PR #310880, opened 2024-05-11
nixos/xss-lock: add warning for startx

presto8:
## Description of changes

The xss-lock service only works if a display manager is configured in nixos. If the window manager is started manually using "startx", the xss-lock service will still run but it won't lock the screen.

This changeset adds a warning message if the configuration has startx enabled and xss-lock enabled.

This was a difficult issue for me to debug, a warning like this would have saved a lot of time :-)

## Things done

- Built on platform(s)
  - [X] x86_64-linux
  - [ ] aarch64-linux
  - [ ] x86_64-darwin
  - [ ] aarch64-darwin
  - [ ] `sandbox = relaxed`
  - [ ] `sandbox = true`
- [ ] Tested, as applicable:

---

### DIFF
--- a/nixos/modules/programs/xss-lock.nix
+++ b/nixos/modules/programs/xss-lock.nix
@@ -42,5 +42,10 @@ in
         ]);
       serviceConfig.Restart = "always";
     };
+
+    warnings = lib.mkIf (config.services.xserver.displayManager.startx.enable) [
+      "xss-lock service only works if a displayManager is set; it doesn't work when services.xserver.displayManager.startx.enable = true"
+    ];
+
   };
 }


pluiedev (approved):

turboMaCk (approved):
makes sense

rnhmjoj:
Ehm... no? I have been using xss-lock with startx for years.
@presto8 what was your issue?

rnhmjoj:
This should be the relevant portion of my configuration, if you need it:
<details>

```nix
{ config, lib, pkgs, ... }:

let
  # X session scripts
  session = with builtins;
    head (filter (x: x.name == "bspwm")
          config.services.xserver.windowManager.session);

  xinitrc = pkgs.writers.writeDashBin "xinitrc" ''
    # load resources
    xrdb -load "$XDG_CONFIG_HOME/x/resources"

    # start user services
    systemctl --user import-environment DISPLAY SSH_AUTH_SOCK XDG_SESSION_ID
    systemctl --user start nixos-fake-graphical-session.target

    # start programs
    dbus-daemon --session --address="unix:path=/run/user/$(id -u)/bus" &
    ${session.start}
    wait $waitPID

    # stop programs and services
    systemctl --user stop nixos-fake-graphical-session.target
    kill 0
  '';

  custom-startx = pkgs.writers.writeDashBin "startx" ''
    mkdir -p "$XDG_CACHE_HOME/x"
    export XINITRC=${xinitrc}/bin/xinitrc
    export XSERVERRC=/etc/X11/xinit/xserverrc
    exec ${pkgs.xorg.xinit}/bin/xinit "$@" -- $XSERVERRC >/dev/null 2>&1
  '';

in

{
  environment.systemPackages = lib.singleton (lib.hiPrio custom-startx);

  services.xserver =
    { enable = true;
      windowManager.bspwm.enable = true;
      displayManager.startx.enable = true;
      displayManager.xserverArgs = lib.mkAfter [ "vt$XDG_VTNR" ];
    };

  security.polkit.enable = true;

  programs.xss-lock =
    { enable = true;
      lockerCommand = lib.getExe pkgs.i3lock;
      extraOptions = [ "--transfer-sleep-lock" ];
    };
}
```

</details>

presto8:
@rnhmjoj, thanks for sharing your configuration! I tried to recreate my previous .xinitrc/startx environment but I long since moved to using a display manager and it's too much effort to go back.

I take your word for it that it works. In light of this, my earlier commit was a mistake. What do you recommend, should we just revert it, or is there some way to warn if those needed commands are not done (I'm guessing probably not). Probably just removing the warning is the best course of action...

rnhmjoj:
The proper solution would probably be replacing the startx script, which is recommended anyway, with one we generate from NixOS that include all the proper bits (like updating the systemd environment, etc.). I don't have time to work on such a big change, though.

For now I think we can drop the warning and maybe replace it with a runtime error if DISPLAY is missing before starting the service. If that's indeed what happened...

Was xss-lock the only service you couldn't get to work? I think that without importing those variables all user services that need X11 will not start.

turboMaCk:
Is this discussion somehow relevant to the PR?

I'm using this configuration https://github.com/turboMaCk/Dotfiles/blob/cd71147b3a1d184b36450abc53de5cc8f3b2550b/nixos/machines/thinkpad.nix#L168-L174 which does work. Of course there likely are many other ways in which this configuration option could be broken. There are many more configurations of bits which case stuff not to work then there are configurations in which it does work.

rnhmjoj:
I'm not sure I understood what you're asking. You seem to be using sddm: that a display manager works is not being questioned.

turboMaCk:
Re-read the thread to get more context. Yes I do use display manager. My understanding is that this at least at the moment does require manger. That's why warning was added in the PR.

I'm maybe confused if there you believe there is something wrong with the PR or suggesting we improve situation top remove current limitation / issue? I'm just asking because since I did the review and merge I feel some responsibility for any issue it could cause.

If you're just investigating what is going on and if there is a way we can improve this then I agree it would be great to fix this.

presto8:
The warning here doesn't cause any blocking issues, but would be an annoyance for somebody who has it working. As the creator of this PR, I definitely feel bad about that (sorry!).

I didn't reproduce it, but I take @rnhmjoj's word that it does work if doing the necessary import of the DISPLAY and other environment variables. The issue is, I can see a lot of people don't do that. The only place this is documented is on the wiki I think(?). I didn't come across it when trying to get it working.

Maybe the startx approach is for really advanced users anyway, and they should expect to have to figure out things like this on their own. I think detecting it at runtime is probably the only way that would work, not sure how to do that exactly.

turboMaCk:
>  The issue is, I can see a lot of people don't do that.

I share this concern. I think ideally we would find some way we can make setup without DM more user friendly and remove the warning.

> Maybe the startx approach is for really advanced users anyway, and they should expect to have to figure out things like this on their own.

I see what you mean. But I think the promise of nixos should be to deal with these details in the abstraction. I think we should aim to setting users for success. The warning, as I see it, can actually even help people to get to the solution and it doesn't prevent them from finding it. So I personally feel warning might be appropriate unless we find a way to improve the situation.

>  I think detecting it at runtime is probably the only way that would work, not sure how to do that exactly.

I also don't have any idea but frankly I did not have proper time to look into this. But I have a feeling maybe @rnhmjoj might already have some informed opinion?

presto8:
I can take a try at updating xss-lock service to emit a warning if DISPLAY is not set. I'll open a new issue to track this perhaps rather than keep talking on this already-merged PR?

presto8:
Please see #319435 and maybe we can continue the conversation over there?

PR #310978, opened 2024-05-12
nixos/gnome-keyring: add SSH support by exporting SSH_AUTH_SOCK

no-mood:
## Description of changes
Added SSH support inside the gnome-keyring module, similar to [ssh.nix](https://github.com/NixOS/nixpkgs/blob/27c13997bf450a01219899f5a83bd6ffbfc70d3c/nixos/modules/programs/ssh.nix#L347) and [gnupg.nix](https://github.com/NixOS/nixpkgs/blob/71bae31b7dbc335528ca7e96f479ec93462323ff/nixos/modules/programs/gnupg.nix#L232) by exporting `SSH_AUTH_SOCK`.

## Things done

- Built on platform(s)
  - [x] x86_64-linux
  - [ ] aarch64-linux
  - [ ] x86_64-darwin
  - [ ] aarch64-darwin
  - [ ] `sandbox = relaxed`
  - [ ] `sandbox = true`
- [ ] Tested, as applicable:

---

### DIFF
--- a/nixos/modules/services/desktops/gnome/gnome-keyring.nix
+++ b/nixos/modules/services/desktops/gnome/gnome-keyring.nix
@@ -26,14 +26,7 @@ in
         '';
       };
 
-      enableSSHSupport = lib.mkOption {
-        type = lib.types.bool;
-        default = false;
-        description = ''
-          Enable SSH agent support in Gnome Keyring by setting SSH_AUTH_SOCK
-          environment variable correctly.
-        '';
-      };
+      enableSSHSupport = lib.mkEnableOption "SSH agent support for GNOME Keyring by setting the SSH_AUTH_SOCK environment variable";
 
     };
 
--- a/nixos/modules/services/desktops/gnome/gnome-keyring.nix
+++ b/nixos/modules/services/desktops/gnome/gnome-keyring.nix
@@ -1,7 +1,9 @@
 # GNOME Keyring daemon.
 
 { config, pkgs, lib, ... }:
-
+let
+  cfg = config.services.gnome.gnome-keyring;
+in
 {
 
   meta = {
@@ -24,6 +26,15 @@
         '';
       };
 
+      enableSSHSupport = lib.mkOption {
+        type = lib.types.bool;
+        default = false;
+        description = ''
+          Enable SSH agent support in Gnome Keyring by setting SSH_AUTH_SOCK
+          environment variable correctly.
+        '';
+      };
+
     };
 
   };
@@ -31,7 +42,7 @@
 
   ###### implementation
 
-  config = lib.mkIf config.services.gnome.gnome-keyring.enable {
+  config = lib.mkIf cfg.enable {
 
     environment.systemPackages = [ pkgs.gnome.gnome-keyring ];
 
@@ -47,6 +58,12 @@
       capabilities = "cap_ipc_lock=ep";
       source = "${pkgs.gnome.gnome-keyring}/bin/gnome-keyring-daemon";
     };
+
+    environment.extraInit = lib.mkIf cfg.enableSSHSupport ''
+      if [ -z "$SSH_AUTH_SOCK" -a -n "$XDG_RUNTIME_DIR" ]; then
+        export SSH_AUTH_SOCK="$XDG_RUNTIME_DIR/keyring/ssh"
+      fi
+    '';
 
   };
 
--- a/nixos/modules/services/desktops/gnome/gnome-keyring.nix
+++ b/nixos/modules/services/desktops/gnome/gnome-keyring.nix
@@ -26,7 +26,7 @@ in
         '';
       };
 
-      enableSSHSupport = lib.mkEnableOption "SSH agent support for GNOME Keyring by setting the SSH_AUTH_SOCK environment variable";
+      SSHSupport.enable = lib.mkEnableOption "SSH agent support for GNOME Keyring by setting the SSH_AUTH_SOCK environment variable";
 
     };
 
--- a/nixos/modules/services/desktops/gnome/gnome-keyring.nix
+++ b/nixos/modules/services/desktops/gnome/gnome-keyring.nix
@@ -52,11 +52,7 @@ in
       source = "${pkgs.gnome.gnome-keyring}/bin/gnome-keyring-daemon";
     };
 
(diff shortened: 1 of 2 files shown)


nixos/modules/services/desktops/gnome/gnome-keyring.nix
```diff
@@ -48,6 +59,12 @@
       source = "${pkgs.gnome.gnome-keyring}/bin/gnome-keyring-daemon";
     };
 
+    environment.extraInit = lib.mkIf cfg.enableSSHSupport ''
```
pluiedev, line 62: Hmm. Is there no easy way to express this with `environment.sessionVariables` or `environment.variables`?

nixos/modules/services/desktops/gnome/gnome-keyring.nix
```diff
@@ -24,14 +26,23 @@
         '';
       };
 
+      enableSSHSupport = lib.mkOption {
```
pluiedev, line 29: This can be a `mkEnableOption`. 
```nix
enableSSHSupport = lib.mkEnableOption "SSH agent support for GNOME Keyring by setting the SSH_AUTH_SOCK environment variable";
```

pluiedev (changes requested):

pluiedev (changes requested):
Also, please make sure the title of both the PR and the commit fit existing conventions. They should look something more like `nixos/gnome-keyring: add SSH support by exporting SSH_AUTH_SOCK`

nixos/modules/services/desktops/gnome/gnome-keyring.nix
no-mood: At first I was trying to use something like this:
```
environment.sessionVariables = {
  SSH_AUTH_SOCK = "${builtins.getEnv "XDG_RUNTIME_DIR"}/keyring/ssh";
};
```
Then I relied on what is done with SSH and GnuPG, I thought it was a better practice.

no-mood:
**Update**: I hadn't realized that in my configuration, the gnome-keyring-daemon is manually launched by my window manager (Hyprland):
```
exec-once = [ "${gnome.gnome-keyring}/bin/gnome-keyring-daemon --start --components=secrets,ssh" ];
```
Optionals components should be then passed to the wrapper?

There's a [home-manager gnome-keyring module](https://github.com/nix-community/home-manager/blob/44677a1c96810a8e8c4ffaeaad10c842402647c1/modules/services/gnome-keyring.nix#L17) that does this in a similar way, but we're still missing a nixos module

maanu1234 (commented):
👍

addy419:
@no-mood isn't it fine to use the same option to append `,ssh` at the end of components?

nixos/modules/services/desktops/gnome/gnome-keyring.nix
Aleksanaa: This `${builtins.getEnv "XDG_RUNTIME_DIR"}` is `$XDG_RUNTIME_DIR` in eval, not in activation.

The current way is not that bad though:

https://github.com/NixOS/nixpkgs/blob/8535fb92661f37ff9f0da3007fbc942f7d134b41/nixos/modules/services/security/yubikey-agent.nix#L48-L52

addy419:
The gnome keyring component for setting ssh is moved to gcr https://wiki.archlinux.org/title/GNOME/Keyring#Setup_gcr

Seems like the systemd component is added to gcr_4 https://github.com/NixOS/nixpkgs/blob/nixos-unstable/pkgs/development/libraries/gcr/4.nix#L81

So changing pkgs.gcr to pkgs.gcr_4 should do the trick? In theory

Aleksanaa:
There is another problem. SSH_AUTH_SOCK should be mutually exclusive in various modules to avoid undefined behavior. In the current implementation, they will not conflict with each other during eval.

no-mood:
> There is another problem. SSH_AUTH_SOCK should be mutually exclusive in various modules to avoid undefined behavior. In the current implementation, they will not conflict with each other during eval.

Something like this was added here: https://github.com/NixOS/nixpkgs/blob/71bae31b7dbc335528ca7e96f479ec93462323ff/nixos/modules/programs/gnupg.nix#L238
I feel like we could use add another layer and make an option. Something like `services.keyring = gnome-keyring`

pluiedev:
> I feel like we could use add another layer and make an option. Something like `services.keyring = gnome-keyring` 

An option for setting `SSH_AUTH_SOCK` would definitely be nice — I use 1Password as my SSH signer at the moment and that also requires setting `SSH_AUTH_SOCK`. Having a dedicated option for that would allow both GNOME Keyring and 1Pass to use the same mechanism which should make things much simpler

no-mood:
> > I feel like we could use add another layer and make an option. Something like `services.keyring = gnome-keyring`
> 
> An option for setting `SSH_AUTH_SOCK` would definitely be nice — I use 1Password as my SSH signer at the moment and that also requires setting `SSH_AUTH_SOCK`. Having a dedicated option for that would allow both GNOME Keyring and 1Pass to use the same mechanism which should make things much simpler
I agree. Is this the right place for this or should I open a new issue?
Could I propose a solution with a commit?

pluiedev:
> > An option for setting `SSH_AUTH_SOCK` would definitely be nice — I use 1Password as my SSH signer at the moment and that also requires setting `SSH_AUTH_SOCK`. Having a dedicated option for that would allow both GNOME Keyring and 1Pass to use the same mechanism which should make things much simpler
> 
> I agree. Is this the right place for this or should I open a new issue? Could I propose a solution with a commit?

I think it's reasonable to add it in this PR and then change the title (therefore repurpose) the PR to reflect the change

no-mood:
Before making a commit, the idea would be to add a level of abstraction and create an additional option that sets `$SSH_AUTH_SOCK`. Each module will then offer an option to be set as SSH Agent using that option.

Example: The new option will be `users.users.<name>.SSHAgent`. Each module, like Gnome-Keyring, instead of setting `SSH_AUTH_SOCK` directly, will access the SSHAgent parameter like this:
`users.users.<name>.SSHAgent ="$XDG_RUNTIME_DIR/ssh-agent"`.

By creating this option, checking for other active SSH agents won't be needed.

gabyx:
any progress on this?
========
- Your instructions:
Go through the entries and copy every line with "daemon".

- Response:
    dbus-daemon --session --address="unix:path=/run/user/$(id -u)/bus" &
 # GNOME Keyring daemon.
       source = "${pkgs.gnome.gnome-keyring}/bin/gnome-keyring-daemon";
       source = "${pkgs.gnome.gnome-keyring}/bin/gnome-keyring-daemon";
       source = "${pkgs.gnome.gnome-keyring}/bin/gnome-keyring-daemon";
**Update**: I hadn't realized that in my configuration, the gnome-keyring-daemon is manually launched by my window manager (Hyprland):
exec-once = [ "${gnome.gnome-keyring}/bin/gnome-keyring-daemon --start --components=secrets,ssh" ];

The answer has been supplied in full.